▶ _What to produce_: Exactly as they stand, set down all of the records again.

▶ _Exercise data_:

PR #311, opened 2021-04-13
fix ci build when using architect-orb 2.7.0

njuettner:
PR addresses fix for failing CI https://github.com/giantswarm/kubectl-gs/pull/310

### DIFF
--- a/internal/key/key.go
+++ b/internal/key/key.go
@@ -28,6 +28,7 @@ const (
 func GenerateID() string {
 	compiledRegexp, _ := regexp.Compile("^[a-z]+$")
 
+	/* #nosec G404 */
 	for {
 		letterRunes := []rune(IDChars)
 		b := make([]rune, IDLength)
--- a/pkg/data/client/k8sclient_fake.go
+++ b/pkg/data/client/k8sclient_fake.go
@@ -25,7 +25,7 @@ import (
 	capiv1alpha3 "sigs.k8s.io/cluster-api/api/v1alpha3"
 	capiexpv1alpha3 "sigs.k8s.io/cluster-api/exp/api/v1alpha3"
 	"sigs.k8s.io/controller-runtime/pkg/client"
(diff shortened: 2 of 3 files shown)


calvix (approved):

internal/key/key.go
```diff
@@ -28,6 +28,7 @@ const (
 func GenerateID() string {
 	compiledRegexp, _ := regexp.Compile("^[a-z]+$")
 
+	/* #nosec G404 */
```
njuettner, line 31: gosec complaining about using crypto/rand

pkg/data/client/k8sclient_fake.go
```diff
@@ -25,7 +25,7 @@ import (
 	capiv1alpha3 "sigs.k8s.io/cluster-api/api/v1alpha3"
 	capiexpv1alpha3 "sigs.k8s.io/cluster-api/exp/api/v1alpha3"
 	"sigs.k8s.io/controller-runtime/pkg/client"
-	"sigs.k8s.io/controller-runtime/pkg/client/fake"
+	"sigs.k8s.io/controller-runtime/pkg/client/fake" //nolint:staticcheck // v0.6.4 has a deprecation on pkg/client/fake that was removed in later versions
```
njuettner, line 28: fake client is being deprecated, we fixed it by ignoring it for now in most of our repos

test/goldenfile/goldenfile.go
```diff
@@ -33,7 +33,7 @@ func (gf *GoldenFile) Read() ([]byte, error) {
 }
 
 func (gf *GoldenFile) Update(data []byte) error {
-	err := ioutil.WriteFile(gf.path, data, 0644)
+	err := ioutil.WriteFile(gf.path, data, 0600)
```
njuettner, line 36: gosec complaining about file permissions, goldenfile is used for tests. should be fine

PR #318, opened 2021-04-22
Fix templating YAML for configmaps and secrets referenced in App and AppCatalog CRs

rossf7:
Fixes a problem I found while working on https://github.com/giantswarm/docs/pull/912

When using `kubectl gs template app` or appcatalog nested values can't be passed because we need to convert to a `map[string]interface{}{}` first.

### DIFF
--- a/internal/key/key.go
+++ b/internal/key/key.go
@@ -81,8 +81,7 @@ func ReadSecretYamlFromFile(fs afero.Fs, path string) ([]byte, error) {
 		return nil, microerror.Mask(err)
 	}
 
-	rawMap := map[string]interface{}{}
-	err = yaml.Unmarshal(data, &rawMap)
+	err = yaml.Unmarshal(data, &map[string]interface{}{})
 	if err != nil {
 		return nil, microerror.Maskf(unmashalToMapFailedError, err.Error())
 	}
--- a/internal/key/key.go
+++ b/internal/key/key.go
@@ -65,7 +65,7 @@ func ReadConfigMapYamlFromFile(fs afero.Fs, path string) (string, error) {
 		return "", microerror.Mask(err)
 	}
 
-	rawMap := map[string]string{}
+	rawMap := map[string]interface{}{}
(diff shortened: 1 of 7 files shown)


internal/key/key.go
```diff
@@ -65,7 +65,7 @@ func ReadConfigMapYamlFromFile(fs afero.Fs, path string) (string, error) {
 		return "", microerror.Mask(err)
 	}
 
-	rawMap := map[string]string{}
+	rawMap := map[string]interface{}{}
```
rossf7, line 68: This is the fix for the nested values.

pkg/template/app/app.go
```diff
@@ -17,7 +17,7 @@ type Config struct {
 }
 
 type SecretConfig struct {
-	Data      map[string][]byte
+	Data      []byte
```
rossf7, line 20: Aligning this with how we template configmaps. The only difference is secrets use a `[]byte` type instead of a string.

internal/key/key.go
```diff
@@ -75,19 +75,19 @@ func ReadConfigMapYamlFromFile(fs afero.Fs, path string) (string, error) {
...
-func ReadSecretYamlFromFile(fs afero.Fs, path string) (map[string][]byte, error) {
+func ReadSecretYamlFromFile(fs afero.Fs, path string) ([]byte, error) {
 	data, err := afero.ReadFile(fs, path)
 	if err != nil {
 		return nil, microerror.Mask(err)
 	}
 
-	rawMap := map[string][]byte{}
+	rawMap := map[string]interface{}{}
 	err = yaml.Unmarshal(data, &rawMap)
```
tomahawk28, line 85: Is it just validating purpose? then what do you think to use an anonymous variable?
```suggestion
	err = yaml.Unmarshal(data, &map[string]interface{}{})
```

axbarsan (approved):
Da real MVP

internal/key/key.go
rossf7: Good catch and yes we only need this for validating. Thx!

PR #323, opened 2021-04-28
Fix the internal prefix composition

pipo02mix:


pkg/installation/installation.go
```diff
@@ -54,7 +54,7 @@ func New(ctx context.Context, fromUrl string) (*Installation, error) {
 		return nil, microerror.Mask(err)
 	}
 
-	k8sInternalAPI := fmt.Sprintf("https://%s.%s", internalAPIPrefix, basePath)
+	k8sInternalAPI := fmt.Sprintf("https://%s-%s", internalAPIPrefix, basePath)
```
pipo02mix, line 57: when I change to base path I did not realize the URL already container `g8s`

axbarsan (approved):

▶ _Answer for this exercise_:
PR #311, opened 2021-04-13
fix ci build when using architect-orb 2.7.0

njuettner:
PR addresses fix for failing CI https://github.com/giantswarm/kubectl-gs/pull/310

### DIFF
--- a/internal/key/key.go
+++ b/internal/key/key.go
@@ -28,6 +28,7 @@ const (
 func GenerateID() string {
 	compiledRegexp, _ := regexp.Compile("^[a-z]+$")
 
+	/* #nosec G404 */
 	for {
 		letterRunes := []rune(IDChars)
 		b := make([]rune, IDLength)
--- a/pkg/data/client/k8sclient_fake.go
+++ b/pkg/data/client/k8sclient_fake.go
@@ -25,7 +25,7 @@ import (
 	capiv1alpha3 "sigs.k8s.io/cluster-api/api/v1alpha3"
 	capiexpv1alpha3 "sigs.k8s.io/cluster-api/exp/api/v1alpha3"
 	"sigs.k8s.io/controller-runtime/pkg/client"
(diff shortened: 2 of 3 files shown)


calvix (approved):

internal/key/key.go
```diff
@@ -28,6 +28,7 @@ const (
 func GenerateID() string {
 	compiledRegexp, _ := regexp.Compile("^[a-z]+$")
 
+	/* #nosec G404 */
```
njuettner, line 31: gosec complaining about using crypto/rand

pkg/data/client/k8sclient_fake.go
```diff
@@ -25,7 +25,7 @@ import (
 	capiv1alpha3 "sigs.k8s.io/cluster-api/api/v1alpha3"
 	capiexpv1alpha3 "sigs.k8s.io/cluster-api/exp/api/v1alpha3"
 	"sigs.k8s.io/controller-runtime/pkg/client"
-	"sigs.k8s.io/controller-runtime/pkg/client/fake"
+	"sigs.k8s.io/controller-runtime/pkg/client/fake" //nolint:staticcheck // v0.6.4 has a deprecation on pkg/client/fake that was removed in later versions
```
njuettner, line 28: fake client is being deprecated, we fixed it by ignoring it for now in most of our repos

test/goldenfile/goldenfile.go
```diff
@@ -33,7 +33,7 @@ func (gf *GoldenFile) Read() ([]byte, error) {
 }
 
 func (gf *GoldenFile) Update(data []byte) error {
-	err := ioutil.WriteFile(gf.path, data, 0644)
+	err := ioutil.WriteFile(gf.path, data, 0600)
```
njuettner, line 36: gosec complaining about file permissions, goldenfile is used for tests. should be fine

PR #318, opened 2021-04-22
Fix templating YAML for configmaps and secrets referenced in App and AppCatalog CRs

rossf7:
Fixes a problem I found while working on https://github.com/giantswarm/docs/pull/912

When using `kubectl gs template app` or appcatalog nested values can't be passed because we need to convert to a `map[string]interface{}{}` first.

### DIFF
--- a/internal/key/key.go
+++ b/internal/key/key.go
@@ -81,8 +81,7 @@ func ReadSecretYamlFromFile(fs afero.Fs, path string) ([]byte, error) {
 		return nil, microerror.Mask(err)
 	}
 
-	rawMap := map[string]interface{}{}
-	err = yaml.Unmarshal(data, &rawMap)
+	err = yaml.Unmarshal(data, &map[string]interface{}{})
 	if err != nil {
 		return nil, microerror.Maskf(unmashalToMapFailedError, err.Error())
 	}
--- a/internal/key/key.go
+++ b/internal/key/key.go
@@ -65,7 +65,7 @@ func ReadConfigMapYamlFromFile(fs afero.Fs, path string) (string, error) {
 		return "", microerror.Mask(err)
 	}
 
-	rawMap := map[string]string{}
+	rawMap := map[string]interface{}{}
(diff shortened: 1 of 7 files shown)


internal/key/key.go
```diff
@@ -65,7 +65,7 @@ func ReadConfigMapYamlFromFile(fs afero.Fs, path string) (string, error) {
 		return "", microerror.Mask(err)
 	}
 
-	rawMap := map[string]string{}
+	rawMap := map[string]interface{}{}
```
rossf7, line 68: This is the fix for the nested values.

pkg/template/app/app.go
```diff
@@ -17,7 +17,7 @@ type Config struct {
 }
 
 type SecretConfig struct {
-	Data      map[string][]byte
+	Data      []byte
```
rossf7, line 20: Aligning this with how we template configmaps. The only difference is secrets use a `[]byte` type instead of a string.

internal/key/key.go
```diff
@@ -75,19 +75,19 @@ func ReadConfigMapYamlFromFile(fs afero.Fs, path string) (string, error) {
...
-func ReadSecretYamlFromFile(fs afero.Fs, path string) (map[string][]byte, error) {
+func ReadSecretYamlFromFile(fs afero.Fs, path string) ([]byte, error) {
 	data, err := afero.ReadFile(fs, path)
 	if err != nil {
 		return nil, microerror.Mask(err)
 	}
 
-	rawMap := map[string][]byte{}
+	rawMap := map[string]interface{}{}
 	err = yaml.Unmarshal(data, &rawMap)
```
tomahawk28, line 85: Is it just validating purpose? then what do you think to use an anonymous variable?
```suggestion
	err = yaml.Unmarshal(data, &map[string]interface{}{})
```

axbarsan (approved):
Da real MVP

internal/key/key.go
rossf7: Good catch and yes we only need this for validating. Thx!

PR #323, opened 2021-04-28
Fix the internal prefix composition

pipo02mix:


pkg/installation/installation.go
```diff
@@ -54,7 +54,7 @@ func New(ctx context.Context, fromUrl string) (*Installation, error) {
 		return nil, microerror.Mask(err)
 	}
 
-	k8sInternalAPI := fmt.Sprintf("https://%s.%s", internalAPIPrefix, basePath)
+	k8sInternalAPI := fmt.Sprintf("https://%s-%s", internalAPIPrefix, basePath)
```
pipo02mix, line 57: when I change to base path I did not realize the URL already container `g8s`

axbarsan (approved):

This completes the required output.